Got A Friend That Has An Upright Freezer In His Basement That Doesn't Work. It Has The Factory Lock On The Door. You Would Never Expect To See What All Is In That Freezer. He Left 2 Shelves In The Top For Handguns And Ammo.


----------



## pnome (Jun 28, 2008)

cullyhog said:


> pnome, here is a link to the site I found in the UK. somebody on this side of the pond has got to make them....
> 
> http://www.thesafeshop.co.uk/products/chelsea-gun-cabinet.html



Yeah, just that sort of thing.


----------



## Doyle (Jun 28, 2008)

If you are willing to pay enough for a woodworker to make it worth his while to make a wrapper for a commercial safe, try posting a request on the Sawmill Creek forum.

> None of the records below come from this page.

PR #484, opened 2015-05-11
Make faction.enemies() return the player's enemies for "Player" faction

ids1024:
With this change, `faction.get("Player"):enemies()` returns the factions with whom the player has a reputation of less than 0.  I would have done this for faction.allies() too, but I'm not sure what number would be appropriate, since a reputation of more than 0 does not mean "ally".  This helps with `fleet_form` at the very least, and may be otherwise useful.

### DIFF
--- a/dat/scripts/fleet_form.lua
+++ b/dat/scripts/fleet_form.lua
@@ -128,7 +128,7 @@ function Forma:reorganize()
  
 
    for _,p in ipairs(self.fleet) do
-      if p ~= pilot.player() and p ~= fleader then
+      if p ~= fleader then
          p:setFaction(fleader:faction())
       end
    end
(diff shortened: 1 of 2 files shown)


ids1024:
Ok, I saw `PLAYER_ENEMY` and `PLAYER_ALLY`, so I implemented `faction.allies()` too.  Since `areAllies` and `areEnemies` already handle the special case of the player faction this way, this should be the correct behavior for these functions.

ids1024:
This PR has been open for three weeks without comment. Is there a specific reason it hasn't been merged (my knowledge of c is fairly rudimentary, so it may not be done quite right) or just lack of time? I think the functionality provided is correct, since that is how areAllies() and areEnemies() are implemented for the player faction. Just asking, don't mean to be rude.

PR #485, opened 2015-05-11
Police AI for the frontier

nenau:
I created a lua file in dat/ai based on the dvaered AI and use it for the frontier Lancelots.

### DIFF
--- a/dat/ai/frontier_police.lua
+++ b/dat/ai/frontier_police.lua
@@ -53,7 +53,7 @@ function taunt ( target, offense )
 
    -- Offense is not actually used
    taunts = {
-       "Alea jacta est!",
+       "Alea iacta est!",
        "Morituri te salutant!",
        "Your head will make a great trophy!",
        "Cave canem!",
--- a/dat/ai/frontier_police.lua
+++ b/dat/ai/frontier_police.lua
@@ -1,0 +1,64 @@
+include("dat/ai/tpl/generic.lua")
+include("dat/ai/personality/patrol.lua")
+
+-- Settings
+mem.aggressive = true
+
+
+-- Create function
+function create ()
+
+   -- Credits.
+   ai.setcredits( rnd.int(ai.shipprice()/300, ai.shipprice()/100) )
+
+   -- Handle bribing
+   if rnd.int() > 0.4 then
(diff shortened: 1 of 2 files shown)


dat/ai/frontier_police.lua
```diff
@@ -0,0 +1,64 @@
...
+function taunt ( target, offense )
+
+   -- Only 50% of actually taunting.
+   if rnd.rnd(0,1) == 0 then
+      return
+   end
+
+   -- Offense is not actually used
+   taunts = {
+       "Alea jacta est!",
```
ids1024: I think that should probably be spelled "iacta," since that is how the word is spelled in classical Latin (the letter j did not yet exist).

But anyway, neat idea having taunts in Latin!

nenau:
Actually, the English use "iacta" and the French use "jacta". No clue why...
I'll correct this.

PhoenixRiver:
> Actually, the English use "iacta" and the French use "jacta". No clue
> why...
> I'll correct this.

Phonetic similarity in each case is closer to the most recently spoken
version of Latin (Medieval)? Though it might have simply been a
mutation through graphic similarity...
Coming from the police the "French" varient sounds more menecing when
spoken in English which seems appropriate for a taunt from the Police
:P

Johann

BTAxis:
Latin has no J, but the letter I doubled for that particular phoneme. That's why we spell it "Julius Caesar", and not "Juljus" or "Iulius".

ids1024:
> Coming from the police the "French" varient sounds more menecing when
spoken in English which seems appropriate for a taunt from the Police
:P

Actually, it would be pronounced (though not spelled) "yacta" in classical Latin.

> Latin has no J, but the letter I doubled for that particular phoneme. That's why we spell it "Julius Caesar", and not "Juljus" or "Iulius".

The Romans did spell it "Iulius". "I" was either a vowel or a consonant, in this case a consonant since it is either between two vowels or at the start of a word followed by a vowel. In much later forms of Latin and modern romance languages, the consonant began to be written with a tail (i.e. as a "J") to distinguish it from the vowel. "Juljus" is nonsense, because that "I" is a vowel, not a consonant.

PR #487, opened 2015-05-13
Remove unused base64 code

ids1024:


Deiz:
For posterity's sake, it appears this has been unused for six years and was only ever used for mission data saving/loading circa 2008.

PR #492, opened 2015-05-19
event : bounty hunters

nenau:
This event occures in systems that belong to "normal" factions : a group of bounty hunters spawn and attack this faction's enemies. That makes the player see that he isn't the only independant pilot who makes the patrol and bountyhunting missions.

I added it as an event because it avoids to change every faction's spawn file.

### DIFF
--- a/dat/event.xml
+++ b/dat/event.xml
@@ -191,4 +191,9 @@
   <chance>15</chance>
   <cond>player.misnDone("Kidnapped") == false and var.peek("traffic_00_active") == nil and system.cur():name() == "Arcturus"</cond>
  </event>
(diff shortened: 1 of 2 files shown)


bobbens:
I like the idea, however, connecting it to enter makes it so it doesn't happen as naturally, only when you enter the system (which the player would likely miss). Adding it to spawn files would allow it to happen at "any time". Should be fairly simple by adding a helper file to add bounty hunters and parametrize it. Then each faction would be able to have it's modified version running. What do you think?

nenau:
You're probably right.
I won't be able to work on it for some time, but I could try to do it later.

PR #500, opened 2015-06-19
Remove documentation that is duplicated on the wiki

ids1024:


bobbens:
I always liked having documentation in the git, but it is duplicated and out of date here and there. Let me think about this a bit more (or let the nostalgia wear off).

bobbens:
Old wiki is dead, don't think documentation is duplicated ;)

PR #503, opened 2015-06-20
Merge master into race

ids1024:
I was interested in trying the race branch, but without building an ancient version of naev, so I merged it with master. There were several conflicts to handle, so I thought I would submit a pull request so no one ends up duplicating that work.


bobbens:
I assume it's ok. thanks! ;)

PR #508, opened 2015-07-19
New large fuel pod graphic to differentiate from medium fuel pod

ids1024:
Just a simple graphic with four fuel pods instead of just one or two.


pydsigner:
Just a note: the license for the old `large_fuel_pod.png` needs to be updated to refer to `medium_fuel_pod.png`

ids1024:
@pydsigner Good point. That should be fixed.

How exactly should a line in ARTWORK_LICENSE be formatted for derivative works? My graphic is just based on the ordinary fuel pod (though I rendered from the .blend, so it is not based on fuel_pod.png per se)?

Deiz:
We don't do a good job of crediting multiple-author work currently.

There are two blocks that follow a `First Author, License: Name (with modifications by Second Author (License: Name))` scheme which I'll modify and follow for the time being, though it's a bit clunky.

PR #509, opened 2015-07-19
Add leodudepal's pirate license graphic

ids1024:
https://forum.naev.org/viewtopic.php?f=9&t=867
He did other license graphics, but I am not adding them right now
because they do not show what the purpose of the license is, and I think
there should be some indication of that.


bobbens:
Looks great, thanks!

PR #511, opened 2015-07-31
[WIP, not ready for merge] 3D Ships

ids1024:
At least at the moment, this is just the old `3d-ships-working` branch updated with the changes in naev, and with scaling added (for landing/takeoff). I also added 3d graphics for the Admonisher so anyone can test it without figuring out the right blender export options first.

I thought it might be good to have a pull request here for reference. I may try to improve the code further, but I do not really have any experience with opengl and whatnot, so that may not happen.


ids1024:
I finally managed to script my process for exporting to the .obj/.mtl, instead of manually setting the export options in blender and editing the files manually. This works with the Admonisher, but not yet with all ships. The scale of the ship is still not right. I don't know how to determine the right scale value to use to have the ship sized correctly.

https://gist.github.com/f143aba3d8b8584ff06c

bobbens:
Scale should be best left to a parameter in the ship xml definition. That way it is easy to change and play around with scales. Still have to see if there is a simple collision library or something we can use.

ids1024:
@bobbens Ok, the scale is now configurable by setting `_3d_scale` in the `gfx` tag in a ship xml file. The default value is `.01`.

ids1024:
@AvanWolf Do you have the .blend file (or other 3d model) for the Thurion Ingenuity?

UncombedCoconut:
This is merged via #1895. Follow-up will be tracked in #1894. Yay!

PR #513, opened 2015-08-19
Actually test for possession of pirate landing pass

ids1024:
Previously, the pass did nothing, and a variable was set to implement
the functionality. This seems like a slightly cleaner method.


bobbens:
Looks good, thanks. Probably implemented the old way for legacy reasons...

PR #515, opened 2015-08-23
add bountyhunters patrols in Dvaered space

nenau:
In Dvaered controlled space, some bountyhunters spawn alongside dvaered ships.
I followed Booben's advice to write an helper in the spawn directory.
This was heavier than I thought, I had to change the common spawn file in order to make it possible to use the function addRaw.

### DIFF
--- a/dat/factions/spawn/common.lua
+++ b/dat/factions/spawn/common.lua
@@ -69,7 +69,12 @@ end
 scom.spawn = function( pilots )
    local spawned = {}
    for k,v in ipairs(pilots) do
-      local p = pilot.add( v["pilot"] )
+      local p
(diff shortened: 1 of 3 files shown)


bobbens:
Looks good. For future reference it's "Bounty Hunter" not "Bountyhunter". I also toned down the percent from 10% to 5%. Thinking still about making it even lower.

On a side note, the way we generate uniques (dat/events/neutral/unique.lua) is still like how you originally did the patch. It should be done the current way you're doing it.

bobbens:
BTW did the unique thing. I allowed hooking a function to make it much more flexible. Look at 8cb67c2e791dada031015257a2b55d0ba72be268 .

PR #1448, opened 2020-11-27
Draft: robust storage of Lua data in save files.

UncombedCoconut:
This draft PR extends the saved game format so that we can save any Lua string without crashing, and successfully load it back.

The Lua language spec [permits arbitrary binary data](https://www.lua.org/pil/2.4.html).
The XML spec [forbids "control characters"](https://en.wikipedia.org/wiki/Valid_characters_in_XML) (0x00..0x1F, with the exceptions of \t, \n, and \r), even entity-coded. (XML 1.1 is better, but libxml2 doesn't support it, and..) Save files being utf8-encoded imposes further restrictions. So, our version of persistent Lua data is a leaky abstraction. If a script's Lua data happens to be unsupported, Naev will crash and lose your game while trying to persist it.
It's effectively impossible to make this limitation clear and predictable -- at best, one can try to remove the reasons anyone would construct such a string (e.g., by going after the '\a' escapes in text). Rather than hope that's sufficient, it makes sense to fix this programmer feature altogether, ideally when we're about to bump our SemVer.

This patch sticks to the current way of doing things whenever possible, but switches to an encoded version in parallel data fields when necessary. The encoder/decoder are kept static and extremely small in terms of code footprint. (But if we get close to merging this, we might want to adopt Base64 because it's standard.)


bobbens:
Didn't we have a base64 implementation at some time that was used to encode stuff? Don't see it anymore though...

UncombedCoconut:
OK, at this point the PR could stop being a "draft", but the question is when it's wise to merge it and whether other changes should come along for the ride. (For example, we could easily support "commodity" objects here, with similar implications for save-file compatibility.)

onpon4:
Save file compatibility probably isn't much of a concern right now. If stuff like this breaks save compatibility then now's as good a time as any probably. (That's just my perspective though.)

🕵️

src/base64.c
```diff
@@ -0,0 +1,273 @@
...
+#include <stdlib.h>
+#include <stdint.h>
+
+#include "nstring.h"
+
+
+/* encode table - base 64 alphabet as defined by the rfc */
+static const char cb64[64]="ABCDEFGHIJKLMNOPQRSTUVWXYZabcdefghijklmnopqrstuvwxyz0123456789+/";
+/* generate decode table at compile time */
+#define B64(_)                   \
```
onpon4, line 20: The fact that `_` is being used for the argument on this is my only criticism. Not causing a problem I guess, it just makes me feel possibly unjustifiably nervous. :wink:

🕵️

onpon4 (approved):
Looks good to me. I'll let @bobbens have the final say though. 🙂

🕵️

bobbens:
Looks good, but could you take a look at the merge conflict? It's fairly messy. Thanks!

UncombedCoconut:
Should be all rainbows and sunshine now, though let's wait for the CI.

bobbens:
Thanks!

PR #1450, opened 2020-11-27
Assorted cleanups.

UncombedCoconut:


bobbens:
Thanks!

src/faction.c
```diff
@@ -452,22 +452,22 @@ void faction_addEnemy( int f, int o)
...
    if (!faction_isFaction(o)) { /* o is invalid */
-      WARN(_("addEnemy: %d is an invalid faction"), o);
+      WARN(_("Faction id '%d' is invalid."), o);
       return;
    }
 
    /* player cannot be made an enemy this way */
    if (f==FACTION_PLAYER) {
-      WARN(_("addEnemy: %d is the player faction"), f);
+      WARN(_("Faction id '%d' is invalid."), f);
```
onpon4, line 466: This should still be warning that it's the player faction, shouldn't it?

🕵️

onpon4 (commented):
Just to check, are those indications of what function the warnings are from redundant? (I think so but just checking.)

UncombedCoconut:
> Just to check, are those indications of what function the warnings are from redundant? (I think so but just checking.)

Yes, ERR and WARN (only) include __func__, which expands to the function name. I'm guessing they weren't redundant when originally written, but they are now.

src/faction.c
UncombedCoconut: Oh no, good catch, thanks! Fixing now.

bobbens:
Thanks!

PR #1451, opened 2020-11-28
Trust the libc snprintf() in more cases.

UncombedCoconut:
Cleanup "Remove remnants of a 'pack' feature" hitched a ride. :)

### DIFF
--- a/src/options.c
+++ b/src/options.c
@@ -619,7 +619,7 @@ static void menuKeybinds_genList( unsigned int wid )
    /* Create the list. */
    str = malloc( sizeof( char * ) * input_numbinds );
    for ( j = 0; j < input_numbinds; j++ ) {
-      l = 64;
+      l = 68;
       str[j] = malloc(l);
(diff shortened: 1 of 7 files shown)


src/options.c
```diff
@@ -619,7 +619,7 @@ static void menuKeybinds_genList( unsigned int wid )
    /* Create the list. */
    str = malloc( sizeof( char * ) * input_numbinds );
    for ( j = 0; j < input_numbinds; j++ ) {
-      l = 64;
+      l = 68;
```
bobbens, line 622: Why 68?

UncombedCoconut: It's somewhat arbitrary. GCC deduces 68 because we have a format string "%s <%s%c>" where "char mod_text[64]" is one of the "%s" args. (That plus brackets plus %c + null gets to 68.)
In practice, we wouldn't expect the message to get that long, and a truncation is only mildly annoying.
Could just double the 64 to 128.

bobbens:
Thanks!

PR #1459, opened 2020-11-29
Added use of some unused graphics for "previous generation" systems

onpon4:
These seem like good fits and they weren't being used anyway.

🕷️


bobbens:
Thanks!

PR #1461, opened 2020-11-29
Added Rikaina (Thurion military station).

onpon4:
This splits off some of the more advanced Thurion tech into a military station, mainly the bigger ships and the Nebular Shielding Prototype. The primary purpose of this is to make sure you can't make it to Proteron space  too soon.

(This also includes a whole bunch of stuff with virtual assets moved around, that's just the editor's doing.)

🕵️


bobbens:
Not getting to proteron space soon is a good idea. Thanks!

PR #1462, opened 2020-11-29
use raw goto when one has lost contact with the target

nenau-again:
Because there is no need to be very precise, neither to brake


bobbens:
Thanks!

Issue #1467, opened 2020-11-29
Opening the overlay sometimes doesn't work.


onpon4:
This is something I mentioned on the Discord server, but it's probably worthwhile opening it here, too. There are times when, usually only while address sanitizer is enabled, opening the overlay with the Tab key (or whatever is configured to open it) doesn't work. Instead the game pauses for a brief moment, and nothing happens.

git bisect showed the problem to be caused by 527559d4d88d6e683a82c6e13bc93cefcb2406cf, but a change in 85f06bbdb1e170a2941285e6077f8783af702b0d may be related as well. Given the pause, it's probably connected to the for loop introduced in 85f06bbdb1e170a2941285e6077f8783af702b0d. This was the git bisect output, in any case:

```
527559d4d88d6e683a82c6e13bc93cefcb2406cf is the first bad commit
commit 527559d4d88d6e683a82c6e13bc93cefcb2406cf
Author: Edgar Simo-Serra <ess@waseda.jp>
Date:   Sun Nov 29 20:51:58 2020 +0900

    Dynamically compute the radius of jump points and planets.

:040000 040000 96851a03c41c0f63f5f80eb88dbc48e022cedbde e8f93159be458d5eaff429d1c5d9b9c3078e14cb M    src
```

To reproduce, open this save file (after extracting it, compressed so that GitHub accepts it as an attachment):

[Natasha.ns.zip](https://github.com/naev/naev/files/5612597/Natasha.ns.zip)

Then compile Naev with address sanitizer enabled. Do this in meson with:

```
meson setup builddir .
cd builddir
meson configure -Db_sanitize=address
meson compile
```

Then run, open the save, take off, and press the overlay key. Rather than seeing the overlay coming to view, you will experience a brief pause and the overlay will not come into view.

onpon4:
Fixed by #1468. It was caused by the time a loop takes making the game thinking I wanted to only temporarily open the overlay.

PR #1468, opened 2020-11-29
HACK: Only set the ovr_opened time after doing the first round of positioning work.

UncombedCoconut:


onpon4 (approved):
Looks good on my end! I think this will fix #1467, will close that bug if so.

🕷️

PR #1470, opened 2020-11-29
We need locale.h all the time, not just for Solaris…

UncombedCoconut:
because we use LC_MESSAGES. It just so happens that libintl.h includes it for us, but that's just something it happens to do conditioned on __OPTIMIZE__, not a guaranteed behavior.


onpon4:
Thank you~!

🕷️

PR #1477, opened 2020-11-30
Uniformize the treatment of planets and jump points in ovr_refresh.

UncombedCoconut:
Operate on the list of discovered assets. Call ovr_refresh again after discovering stuff.


bobbens:
Looks good, thanks! Makes it easier to add other constraints.

PR #1478, opened 2020-11-30
Fix another size mismatch, conceptually separate NEBULA_ from NDATA_ name lengths.

UncombedCoconut:


bobbens:
On places like windows where paths get very long could it surpass 256? Do we even support unicode paths? :/

UncombedCoconut:
> On places like windows where paths get very long could it surpass 256? Do we even support unicode paths? :/

This length is only for the names formed from "nebu_bg_%dx%d_%02d.png". Wound NEBULA_FILENAME_MAX be clearer, maybe?

bobbens:
> > On places like windows where paths get very long could it surpass 256? Do we even support unicode paths? :/
> 
> This length is only for the names formed from "nebu_bg_%dx%d_%02d.png". Wound NEBULA_FILENAME_MAX be clearer, maybe?

Ah, that would be better.

UncombedCoconut:
> On places like windows where paths get very long could it surpass 256? Do we even support unicode paths? :/

**Outside** the context of nebula.c: the main case is ndata. We are quietly dead if relative ndata paths (the part after /usr/share/naev or wherever) get that long, because our dists are tar. GNU tar format has a path limit of 99 bytes. If that's a problem, there's a setting to switch to a format called "ustar"with a path limit of 255 bytes.

"Support unicode paths" is complicated if OS's make it complicated. We mainly use POSIX APIs -- file paths are byte strings, a '/' byte is a separator, if the user's programs treat them as UTF-8 then great. Windows provides "Unicode" APIs using wide chars (LPCWSTR, UCS2 encoding) and we don't care.

UncombedCoconut:
Yuck, the diff is complicated for no reason, fixing.

bobbens:
Thanks!

PR #1479, opened 2020-11-30
More compile modes, more warning fixes.

UncombedCoconut:
- Address sanitizer
- -Wstringop-truncation (does not notice we null-terminate right after strncpy, and it's kinda got a point.)


bobbens:
Thanks!

Issue #1490, opened 2020-12-01
Warning on cargo_common.lua


Mutos:
Hello all,

I got a recurring warning on cargo_common.lua whenever I run NAEV (commit 5ce7b3707, tested on Ubuntu 20.04, not tested yet on Windows 7/10).

Trace is the following : 

```
Warning: [misn_runFunc] Mission 'Cargo Rush' -> 'create': [string "cargo_common.lua"]:201: bad argument #1 to 'format' (string expected, got userdata)
stack traceback:
	[C]: in function 'format'
	[string "cargo_common.lua"]:201: in function 'cargo_setDesc'
	[string "missions/neutral/cargo_rush.lua"]:127: in function <[string "missions/neutral/cargo_rush.lua"]:77>
```

I think it might be quite simple, but I fear not to have time to search and solve it. I may try but no guarantee of success...

@+

Benoît 'Mutos' Robin

Mutos:
Proposed fix in PR #1491

bobbens:
This seems very critical. Only affects Lua and not LuaJIT apparently though. Might warrant another beta...

PR #1491, opened 2020-12-01
Fix cargo common

Mutos:
Solves warning in cargo_common.lua (Issue #1490).
It was simply a matter of adding a tostring() to the argument to format().


bobbens:
Thanks!

PR #1508, opened 2020-12-05
Changed the dark blue to midnight blue.

onpon4:
Screenshot at 2020-12-04 21-33-44


bobbens:
Looks better than before, thanks!

PR #1510, opened 2020-12-05
Modified colors for indicating pilots, planets, etc.

onpon4:
This replaces the "friend", "hostile", "neutral", "inert", and "restricted" colors with colors from the muted colors set. It's not perfect, but combined with the symbols on planets and in other similar places, it seems to be an improvement. Colors were chosen to maximize contrast between neutral, hostile, and friendly (since distinguishing pilots' coloring can't be replaced by any sort of symbol).

🕷️


bobbens:
Looks good, thanks!

PR #1511, opened 2020-12-05
Attempt to solve my Autotools problems using violence.

UncombedCoconut:


utils/gettext.sh
```diff
@@ -1,12 +1,19 @@
 #!/bin/bash
 
+set -ex
```
bobbens, line 3: Is this necessary?

UncombedCoconut:
The "x" isn't. Is the "e" fine? Without it, distcheck was hiding a failure.

bobbens:
Thanks!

It is a bunch of guys that take woodworking as seriously as we take hunting and fishing.  Some are real masters.

http://sawmillcreek.org/


----------



## bckpack (Jun 30, 2008)

Here's the best option I've found:

Link

I can't afford to give up any closet space so I'm seriously looking into this option.  You can see some prices online and there are plenty of AMSEC dealers around that should be able to order one.


----------



## cullyhog (Jun 30, 2008)

that's nice and will work perfectly. thanks


----------



## dkang37 (Jul 1, 2008)

Thats what I have been looking for too. Something that looks like a cedar chest but is actually a locking gun chest or safe. I talked to a vendor at a local crafts festival and he said he could make it for a few hundred. Would be a cabinet though, not a safe.


----------



## safebuilder (Jul 1, 2008)

*custom gun safe*

SafeAtHomeUSA.com will custom build you a safe or vault with any exterior you want, and they are local. SAHUSA  also has the AMSEC line...the retail on that unit is about $3200 plus ship and the local price is $$2600 plus tax and ship.


----------



## Soybean (Jul 2, 2008)

bckpack said:


> Here's the best option I've found:
> 
> Link
> 
> I can't afford to give up any closet space so I'm seriously looking into this option.  You can see some prices online and there are plenty of AMSEC dealers around that should be able to order one.



thats slick right there, i think i may have to look into one of those. if anyone gets one, please post a review.


----------



## cullyhog (Jul 3, 2008)

thanks safebuilder for the info. I'll check with you when I get back in town.


----------



## Sargent (Jul 3, 2008)

bckpack said:


> Here's the best option I've found:
> 
> Link
> 
> I can't afford to give up any closet space so I'm seriously looking into this option.  You can see some prices online and there are plenty of AMSEC dealers around that should be able to order one.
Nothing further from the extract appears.